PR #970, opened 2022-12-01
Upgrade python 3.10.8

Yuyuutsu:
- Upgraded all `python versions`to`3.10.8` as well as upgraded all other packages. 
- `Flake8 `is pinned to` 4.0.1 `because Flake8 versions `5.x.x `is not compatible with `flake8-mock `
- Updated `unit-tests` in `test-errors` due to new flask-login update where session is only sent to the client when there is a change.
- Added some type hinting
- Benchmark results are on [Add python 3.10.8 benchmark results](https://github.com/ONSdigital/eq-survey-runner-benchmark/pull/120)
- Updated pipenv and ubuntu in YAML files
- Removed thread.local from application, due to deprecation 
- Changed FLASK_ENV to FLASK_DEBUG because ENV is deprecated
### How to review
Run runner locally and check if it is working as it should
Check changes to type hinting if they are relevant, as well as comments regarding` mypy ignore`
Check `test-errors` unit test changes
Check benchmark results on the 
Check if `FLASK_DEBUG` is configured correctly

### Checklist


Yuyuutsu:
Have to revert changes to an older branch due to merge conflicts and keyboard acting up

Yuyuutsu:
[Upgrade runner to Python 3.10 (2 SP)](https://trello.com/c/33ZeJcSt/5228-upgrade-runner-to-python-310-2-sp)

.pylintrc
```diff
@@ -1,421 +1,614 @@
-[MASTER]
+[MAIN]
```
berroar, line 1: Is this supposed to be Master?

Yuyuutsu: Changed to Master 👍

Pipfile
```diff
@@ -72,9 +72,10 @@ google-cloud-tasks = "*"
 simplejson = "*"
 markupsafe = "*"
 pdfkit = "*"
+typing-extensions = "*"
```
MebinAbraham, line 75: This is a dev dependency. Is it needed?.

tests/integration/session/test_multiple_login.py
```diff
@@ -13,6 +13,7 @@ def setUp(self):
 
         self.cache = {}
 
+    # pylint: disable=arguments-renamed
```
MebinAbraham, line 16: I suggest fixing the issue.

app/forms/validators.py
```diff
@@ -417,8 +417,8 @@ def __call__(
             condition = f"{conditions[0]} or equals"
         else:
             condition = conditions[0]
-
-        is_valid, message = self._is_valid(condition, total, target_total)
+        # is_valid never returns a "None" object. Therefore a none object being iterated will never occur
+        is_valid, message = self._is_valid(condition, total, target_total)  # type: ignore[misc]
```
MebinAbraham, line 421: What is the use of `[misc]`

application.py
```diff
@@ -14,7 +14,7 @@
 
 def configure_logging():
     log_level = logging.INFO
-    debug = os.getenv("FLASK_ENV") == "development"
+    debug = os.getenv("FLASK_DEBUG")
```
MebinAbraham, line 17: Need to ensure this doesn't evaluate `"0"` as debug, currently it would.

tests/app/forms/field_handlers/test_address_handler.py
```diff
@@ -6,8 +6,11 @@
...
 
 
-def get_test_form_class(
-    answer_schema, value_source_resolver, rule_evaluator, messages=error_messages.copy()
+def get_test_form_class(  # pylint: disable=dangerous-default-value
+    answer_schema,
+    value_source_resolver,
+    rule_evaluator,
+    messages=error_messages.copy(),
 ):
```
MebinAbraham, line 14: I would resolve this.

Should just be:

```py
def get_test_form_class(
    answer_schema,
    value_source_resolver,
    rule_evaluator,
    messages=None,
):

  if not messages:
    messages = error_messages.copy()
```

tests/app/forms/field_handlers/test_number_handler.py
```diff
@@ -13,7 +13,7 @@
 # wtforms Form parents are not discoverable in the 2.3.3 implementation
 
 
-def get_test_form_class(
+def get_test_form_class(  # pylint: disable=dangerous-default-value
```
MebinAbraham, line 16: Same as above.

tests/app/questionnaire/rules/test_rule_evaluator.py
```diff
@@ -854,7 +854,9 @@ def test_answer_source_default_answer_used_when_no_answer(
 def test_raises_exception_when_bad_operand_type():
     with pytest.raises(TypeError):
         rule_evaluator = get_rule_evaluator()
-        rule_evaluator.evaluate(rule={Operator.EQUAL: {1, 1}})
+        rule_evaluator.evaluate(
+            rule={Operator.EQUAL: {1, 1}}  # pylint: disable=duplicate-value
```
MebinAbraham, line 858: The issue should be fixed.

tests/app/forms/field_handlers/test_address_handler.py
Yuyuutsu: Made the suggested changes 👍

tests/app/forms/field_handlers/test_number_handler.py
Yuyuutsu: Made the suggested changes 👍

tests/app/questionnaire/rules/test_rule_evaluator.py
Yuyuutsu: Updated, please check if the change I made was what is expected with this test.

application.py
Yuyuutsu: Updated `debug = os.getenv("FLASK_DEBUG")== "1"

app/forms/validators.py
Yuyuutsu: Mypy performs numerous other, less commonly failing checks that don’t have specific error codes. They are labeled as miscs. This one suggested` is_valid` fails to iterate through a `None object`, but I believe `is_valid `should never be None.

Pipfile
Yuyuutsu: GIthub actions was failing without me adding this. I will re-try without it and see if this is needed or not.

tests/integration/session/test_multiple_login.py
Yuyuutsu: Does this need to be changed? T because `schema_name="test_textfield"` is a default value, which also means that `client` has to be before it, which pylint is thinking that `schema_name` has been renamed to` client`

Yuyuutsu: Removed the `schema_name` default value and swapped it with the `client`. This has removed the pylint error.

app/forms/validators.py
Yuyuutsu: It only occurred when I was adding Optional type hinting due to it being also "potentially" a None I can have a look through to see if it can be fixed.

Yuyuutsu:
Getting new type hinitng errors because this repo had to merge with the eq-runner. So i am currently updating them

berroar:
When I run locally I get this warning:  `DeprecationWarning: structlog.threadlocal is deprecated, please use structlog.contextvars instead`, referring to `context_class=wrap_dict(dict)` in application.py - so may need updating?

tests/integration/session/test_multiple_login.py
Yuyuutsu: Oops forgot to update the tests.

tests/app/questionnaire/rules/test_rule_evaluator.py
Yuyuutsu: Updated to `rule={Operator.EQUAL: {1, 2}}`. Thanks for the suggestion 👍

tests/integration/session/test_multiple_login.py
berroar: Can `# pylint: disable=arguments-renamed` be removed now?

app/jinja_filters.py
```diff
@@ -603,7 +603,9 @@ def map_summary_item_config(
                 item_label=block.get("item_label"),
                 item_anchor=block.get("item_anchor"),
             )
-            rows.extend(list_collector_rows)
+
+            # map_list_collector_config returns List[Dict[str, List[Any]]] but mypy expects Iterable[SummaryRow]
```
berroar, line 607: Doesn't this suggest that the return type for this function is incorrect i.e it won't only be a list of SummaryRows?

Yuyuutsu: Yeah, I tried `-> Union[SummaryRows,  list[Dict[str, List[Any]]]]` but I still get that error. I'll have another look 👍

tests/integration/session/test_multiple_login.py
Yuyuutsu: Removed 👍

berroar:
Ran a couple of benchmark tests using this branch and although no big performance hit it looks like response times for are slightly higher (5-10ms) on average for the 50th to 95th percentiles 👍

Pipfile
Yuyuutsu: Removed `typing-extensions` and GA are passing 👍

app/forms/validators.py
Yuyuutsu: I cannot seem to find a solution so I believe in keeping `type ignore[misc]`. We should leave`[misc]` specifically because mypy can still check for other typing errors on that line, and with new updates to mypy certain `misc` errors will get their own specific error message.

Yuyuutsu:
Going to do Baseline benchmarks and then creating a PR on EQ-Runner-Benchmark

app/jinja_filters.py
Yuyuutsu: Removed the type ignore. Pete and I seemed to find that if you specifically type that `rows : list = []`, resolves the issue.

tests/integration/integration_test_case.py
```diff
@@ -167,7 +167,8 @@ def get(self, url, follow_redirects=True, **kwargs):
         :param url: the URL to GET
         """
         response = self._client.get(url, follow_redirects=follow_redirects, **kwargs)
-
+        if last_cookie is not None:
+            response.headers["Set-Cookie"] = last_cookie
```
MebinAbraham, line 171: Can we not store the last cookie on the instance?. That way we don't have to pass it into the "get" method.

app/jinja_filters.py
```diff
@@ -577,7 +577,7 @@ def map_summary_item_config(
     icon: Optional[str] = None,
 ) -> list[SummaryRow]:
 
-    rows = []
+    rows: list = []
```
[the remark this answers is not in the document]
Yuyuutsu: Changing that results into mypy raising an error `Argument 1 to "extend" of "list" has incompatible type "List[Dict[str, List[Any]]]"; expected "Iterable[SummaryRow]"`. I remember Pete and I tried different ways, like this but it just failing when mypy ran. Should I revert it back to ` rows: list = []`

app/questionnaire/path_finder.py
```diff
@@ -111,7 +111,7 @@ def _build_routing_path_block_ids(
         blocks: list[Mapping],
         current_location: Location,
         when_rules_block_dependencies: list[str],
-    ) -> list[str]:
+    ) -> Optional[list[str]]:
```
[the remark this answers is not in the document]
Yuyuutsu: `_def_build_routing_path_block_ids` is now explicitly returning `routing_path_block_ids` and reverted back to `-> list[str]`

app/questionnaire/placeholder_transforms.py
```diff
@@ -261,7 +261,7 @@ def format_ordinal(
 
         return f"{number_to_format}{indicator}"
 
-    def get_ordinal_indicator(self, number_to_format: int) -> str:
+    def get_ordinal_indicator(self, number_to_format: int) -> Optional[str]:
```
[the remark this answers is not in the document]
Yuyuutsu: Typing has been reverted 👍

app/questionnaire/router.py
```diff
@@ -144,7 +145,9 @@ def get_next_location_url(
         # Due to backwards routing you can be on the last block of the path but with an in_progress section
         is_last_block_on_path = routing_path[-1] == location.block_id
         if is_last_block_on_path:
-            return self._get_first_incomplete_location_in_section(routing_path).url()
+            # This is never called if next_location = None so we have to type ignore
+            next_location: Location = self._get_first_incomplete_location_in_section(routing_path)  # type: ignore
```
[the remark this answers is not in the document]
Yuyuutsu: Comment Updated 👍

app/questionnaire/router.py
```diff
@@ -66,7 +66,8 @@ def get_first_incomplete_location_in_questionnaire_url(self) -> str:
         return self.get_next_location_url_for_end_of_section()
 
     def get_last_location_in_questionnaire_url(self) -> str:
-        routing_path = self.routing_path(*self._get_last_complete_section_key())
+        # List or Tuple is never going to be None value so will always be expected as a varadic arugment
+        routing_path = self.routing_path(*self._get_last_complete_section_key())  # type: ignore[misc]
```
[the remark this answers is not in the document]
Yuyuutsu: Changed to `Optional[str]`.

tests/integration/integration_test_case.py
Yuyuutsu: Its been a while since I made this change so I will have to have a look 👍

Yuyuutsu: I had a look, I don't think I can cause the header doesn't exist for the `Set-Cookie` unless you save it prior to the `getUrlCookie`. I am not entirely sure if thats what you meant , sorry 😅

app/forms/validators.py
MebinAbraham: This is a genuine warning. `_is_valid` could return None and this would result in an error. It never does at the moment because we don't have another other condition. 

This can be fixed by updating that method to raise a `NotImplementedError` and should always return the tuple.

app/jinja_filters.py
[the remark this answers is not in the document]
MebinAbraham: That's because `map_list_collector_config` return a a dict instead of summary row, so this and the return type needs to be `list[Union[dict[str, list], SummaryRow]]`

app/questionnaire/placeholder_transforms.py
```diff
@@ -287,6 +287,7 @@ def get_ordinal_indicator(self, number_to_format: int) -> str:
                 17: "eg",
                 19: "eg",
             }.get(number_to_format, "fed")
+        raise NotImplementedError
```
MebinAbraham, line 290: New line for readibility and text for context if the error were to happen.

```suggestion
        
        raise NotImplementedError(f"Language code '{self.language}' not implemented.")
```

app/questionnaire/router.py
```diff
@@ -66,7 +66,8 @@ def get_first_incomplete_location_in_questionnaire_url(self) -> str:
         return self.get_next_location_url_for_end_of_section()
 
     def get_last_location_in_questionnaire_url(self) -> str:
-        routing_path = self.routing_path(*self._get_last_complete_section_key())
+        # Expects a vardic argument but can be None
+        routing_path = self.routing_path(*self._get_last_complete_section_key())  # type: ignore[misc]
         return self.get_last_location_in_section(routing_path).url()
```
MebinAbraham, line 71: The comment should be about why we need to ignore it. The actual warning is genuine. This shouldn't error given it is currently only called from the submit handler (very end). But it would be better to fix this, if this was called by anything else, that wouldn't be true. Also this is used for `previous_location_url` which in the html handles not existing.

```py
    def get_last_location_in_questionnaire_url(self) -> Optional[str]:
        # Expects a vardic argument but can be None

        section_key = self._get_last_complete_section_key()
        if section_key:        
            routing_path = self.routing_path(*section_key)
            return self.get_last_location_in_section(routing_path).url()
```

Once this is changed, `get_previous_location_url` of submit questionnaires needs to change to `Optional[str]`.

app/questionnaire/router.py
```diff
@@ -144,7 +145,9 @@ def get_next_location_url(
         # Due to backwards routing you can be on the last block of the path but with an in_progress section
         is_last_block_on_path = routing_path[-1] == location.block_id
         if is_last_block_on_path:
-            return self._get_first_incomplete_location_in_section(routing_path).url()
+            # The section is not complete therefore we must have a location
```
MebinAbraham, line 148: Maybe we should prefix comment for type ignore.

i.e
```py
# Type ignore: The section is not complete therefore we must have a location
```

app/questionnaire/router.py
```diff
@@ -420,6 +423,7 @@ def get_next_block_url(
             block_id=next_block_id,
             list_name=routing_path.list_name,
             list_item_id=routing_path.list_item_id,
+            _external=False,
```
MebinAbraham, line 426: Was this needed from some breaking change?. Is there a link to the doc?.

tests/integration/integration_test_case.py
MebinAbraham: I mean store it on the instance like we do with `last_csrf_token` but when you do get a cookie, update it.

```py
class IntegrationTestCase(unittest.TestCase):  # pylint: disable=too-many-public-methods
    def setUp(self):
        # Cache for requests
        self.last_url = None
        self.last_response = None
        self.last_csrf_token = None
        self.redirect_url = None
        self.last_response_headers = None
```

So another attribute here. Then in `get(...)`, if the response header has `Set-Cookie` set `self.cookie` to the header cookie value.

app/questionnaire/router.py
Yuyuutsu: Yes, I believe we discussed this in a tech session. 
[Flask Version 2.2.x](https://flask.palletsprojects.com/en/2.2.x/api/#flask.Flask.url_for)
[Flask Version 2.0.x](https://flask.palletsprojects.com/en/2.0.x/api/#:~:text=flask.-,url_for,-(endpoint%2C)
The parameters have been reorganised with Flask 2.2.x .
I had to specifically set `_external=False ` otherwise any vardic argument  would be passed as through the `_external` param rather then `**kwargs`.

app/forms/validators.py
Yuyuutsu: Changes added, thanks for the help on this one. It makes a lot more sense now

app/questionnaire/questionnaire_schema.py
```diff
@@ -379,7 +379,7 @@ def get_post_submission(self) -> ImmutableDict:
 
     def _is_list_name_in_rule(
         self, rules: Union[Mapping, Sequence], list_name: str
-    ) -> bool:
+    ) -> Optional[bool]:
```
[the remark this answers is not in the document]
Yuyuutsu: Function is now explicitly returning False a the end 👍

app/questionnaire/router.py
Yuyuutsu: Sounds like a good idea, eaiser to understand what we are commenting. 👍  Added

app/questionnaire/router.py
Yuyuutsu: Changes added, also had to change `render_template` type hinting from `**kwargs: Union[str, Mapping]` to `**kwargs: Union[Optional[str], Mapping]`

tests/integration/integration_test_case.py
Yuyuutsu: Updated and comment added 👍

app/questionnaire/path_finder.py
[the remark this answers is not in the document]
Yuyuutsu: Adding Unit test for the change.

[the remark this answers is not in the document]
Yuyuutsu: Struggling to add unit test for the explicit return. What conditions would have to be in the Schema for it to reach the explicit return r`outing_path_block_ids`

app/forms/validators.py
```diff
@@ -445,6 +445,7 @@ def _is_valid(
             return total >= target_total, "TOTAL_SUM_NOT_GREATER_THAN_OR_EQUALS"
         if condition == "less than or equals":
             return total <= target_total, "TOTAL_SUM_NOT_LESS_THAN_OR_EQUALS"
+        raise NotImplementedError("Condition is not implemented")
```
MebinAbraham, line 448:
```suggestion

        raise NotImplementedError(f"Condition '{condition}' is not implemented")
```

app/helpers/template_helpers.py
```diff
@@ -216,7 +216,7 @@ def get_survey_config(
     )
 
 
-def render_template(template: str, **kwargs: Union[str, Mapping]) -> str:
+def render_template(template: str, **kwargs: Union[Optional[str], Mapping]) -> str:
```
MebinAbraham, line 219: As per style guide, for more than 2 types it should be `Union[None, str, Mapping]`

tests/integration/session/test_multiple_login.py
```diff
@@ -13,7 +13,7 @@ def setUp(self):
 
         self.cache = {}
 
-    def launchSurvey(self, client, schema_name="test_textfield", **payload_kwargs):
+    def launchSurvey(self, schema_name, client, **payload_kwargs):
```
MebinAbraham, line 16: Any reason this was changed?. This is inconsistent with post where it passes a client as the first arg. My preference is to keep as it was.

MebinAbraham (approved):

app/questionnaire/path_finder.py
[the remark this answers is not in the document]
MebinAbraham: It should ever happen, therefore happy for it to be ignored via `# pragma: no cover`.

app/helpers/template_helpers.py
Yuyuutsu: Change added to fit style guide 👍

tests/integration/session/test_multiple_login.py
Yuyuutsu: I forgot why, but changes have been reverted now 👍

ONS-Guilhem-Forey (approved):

- EXERCISE DIRECTIONS
Across the records, count the lines that contain the word "Mapping" and give that figure alone.

- EXERCISE RESPONSE
6